I have an 8 yr old Dexter that I bought earlier in the spring. Was told she would calve in June or early July....still waiting. Last night I noticed a 6-8" long "string of mucus" hanging from her. Is this an indication she is ready to calve? Usually how long after seeing this will she have the calf. I work away from home but if I know she is going to calve soon I can run home on my lunch hour/etc. to check on her progress. Thank you for any help you can offer.


----------



## randiliana (Feb 22, 2008)

Is she showing any other signs of getting ready to calve? Full udder, really loose in the back end? If she is then, she will likely be within a week.

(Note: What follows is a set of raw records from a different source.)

PR #5329, opened 2022-07-24
Test Exploit

SamWilsn:


SamWilsn:
It worked!

image

MicahZoltu:
This doesn't appear to have exfiltrated any secrets.  Am I misunderstanding something here, were you able to extract a secret?

Aldekein:
This did a POST but didn't reveal any ENV variables as I see.

SamWilsn:
I didn't include a secret in my POST, since I was using a public service to receive the message. My test was to verify that the attacker's `Gemfile` was loaded, which presumably would've had access to all the environment variables.

MicahZoltu:
We have a `TEST` secret that you can use to find out if you can successfully extract secrets.  You are rewarded with a "good job" if you can tell me what the contents of the `TEST` secret are!

PR #5332, opened 2022-07-25
Replace kodiak with GitHub action

Pandapip1:


lightclient (approved):

MicahZoltu:
I believe we tried this previously, and the reason we switched to Kodiak was because we couldn't get this to work properly.  @alita-moore would have more details on their attempts if they are available to discuss.

MicahZoltu:
I think we probably should have merged this with `dry-run` enabled first before removing Kodiak.  Too late now though.  😬

Pandapip1:
Well it seems to work properly, so there's that.

alita-moore:
Githib auto merge occasionally failed to enable. But Kodiak offers the ability to auto merge any PR without needing to enable it. But Kodiak was also unreliable, so I enabled both githib auto merge and Kodiak to try and address edgecases.

It's a difficult problem to solve, and the solution I implemented is hacky. But it's the best I could find. So I advise not removing it until github fixes their auto merge issues.

alita-moore:
Though, if you found a better solution then 👏

But I did do a lot of searching, so it's probably worth monitoring it closely for a bit just to be sure.

PR #8596, opened 2024-05-25
Update EIP-2935: Update EVM bytecode to add the system set update op

g11tech:
TODO
 - [x] update deployment tx
 - [x] mine and update new address
   - deployment details are as calculated and tested in ethereumjs test code
     - https://github.com/ethereumjs/ethereumjs-monorepo/pull/3447


gballet (changes requested):
there is no function dispatcher, which I understand is a solidity-level concept, but that means that a code written in solidity will either have to a) use a low-level call function written in yul, or b) this contract will have to ignore the first 4 bytes of the calldata, just in case they are added by a solidity call.

Also, this effectively says that unless you're the system contract, you're going a `get`. I would rather do it the right way, but I would check with matt how the 4788 contract does it.

g11tech:
> Also, this effectively says that unless you're the system contract, you're going a `get`. I would rather do it the right way, but I would check with matt how the 4788 contract does it.

this is exactly how 4788 does it
image

EIPS/eip-2935.md
```diff
@@ -103,21 +111,32 @@ push1 0x20
...
 push0
 revert
 
+// 0x57: set op - sstore the input to number-1
+jumpdest
+push0
+calldataload
+push1 0x1
+number
+sub
```
gballet, line 126: you need to mod it by 8192 here, in order to sanitize the input. This has a major drawback though: it means that we can not change the value of the buffer at a later time.

gballet: I guess it's better to leave it as is then, but it would be a good idea to add a note about it in the next section.

EIPS/eip-2935.md
```diff
@@ -103,21 +111,32 @@ push1 0x20
...
-Note that the input contract read `32` bytes input as `calldataload`. Users and clients doing EVM call to this contract should left pad the `arg` correctly.
+Corresponding bytecode:
+`3373fffffffffffffffffffffffffffffffffffffffe1460575767ffffffffffffffff5f3511605357600143035f3511604b575f35612000014311604b57611fff5f3516545f5260205ff35b5f5f5260205ff35b5f5ffd5b5f35600143035500`
 
-<!-- TODO: bytecode is based off on first version and will be updated once assembly is locked down as it changes contract sender and address -->
+#### Contract `get` and `set` mechanism
 
-Corresponding bytecode:
-`60203611603157600143035f35116029575f356120000143116029576120005f3506545f5260205ff35b5f5f5260205ff35b5f5ffd00`
+Similar to [EIP-4788](./eip-4788.md) above contract provides a `set` mechanism which clients can choose to update the block's parent hash in the ring buffer instead of direct state update. For this clients should call this contract with `SYSTEM_ADDRESS` as caller and provide `32` bytes parent block hash as input.
```
gballet, line 137:
```suggestion
Similar to [EIP-4788](./eip-4788.md) above contract provides a `set` mechanism which clients can choose to update the block's parent hash in the ring buffer instead of direct state update. For this clients should call this contract with `SYSTEM_ADDRESS` as caller and provide `32` bytes parent block hash as input.

Note that the inputs to the `set` method are not sanitized and it is the caller's responsibility to ensure that the ring buffer isn't overrun. This choice was made to support a change in the ring buffer size without having to redeploy a new contract.
```

gballet (approved):
i added a comment about not sanitizing the input of `set` but apart from that, I think this is good to merge.

EIPS/eip-2935.md
g11tech: fixed/updated

EIPS/eip-2935.md
g11tech: we will also need to change the `get` method as well. but there is another consideration: 

the contracts that would directly call the contract would break if we modify ring buffer length and expcted them to mod the input in a new way

PR #8616, opened 2024-06-03
Update EIP-7639: Fix Paris/TheMerge 1th block number

kdeme:
Paris/TheMerge block number is one off.


g11tech (approved):
makes sense terminal block is: https://etherscan.io/block/15537393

Probably less.


----------



## ihuntgsps (Mar 10, 2008)

she is loose in the rear end and slightly swollen but has been that way for weeks. The bag is not full yet but was hopefull that loosing the mucus plug meant an onset of labor. Since she is new to us we really have no idea what to be looking for but want to be available to check on her multiple times through out the day. I work 15 miles form home so hate to be running back and forth if she could go another week or more, but do not mind the extra expense/time to check on her if you guys think she might be close to having a calf. Just noticed the mucus hanging off her last night.
Thank you.


----------



## JKB07 (Mar 6, 2008)

Mucus really is not a sign of anything, you can see it months before or just days before the birth. You will know she is ready when her teats have filled with milk. Im not talking about bagging up, ut when the teats get real tight with milk, you should know it when you see it.

JKB


----------



## randiliana (Feb 22, 2008)

If she truly has lost the mucus plug, which is a long sticky strand of mucus that you often see stuck to her tail, it is an indication, that she is starting the labour process. Usually within a couple days to a week. The udder is not the greatest indicator, as some cows will have a tight udder for weeks, and some will hardly bag at all, until after they have the calf.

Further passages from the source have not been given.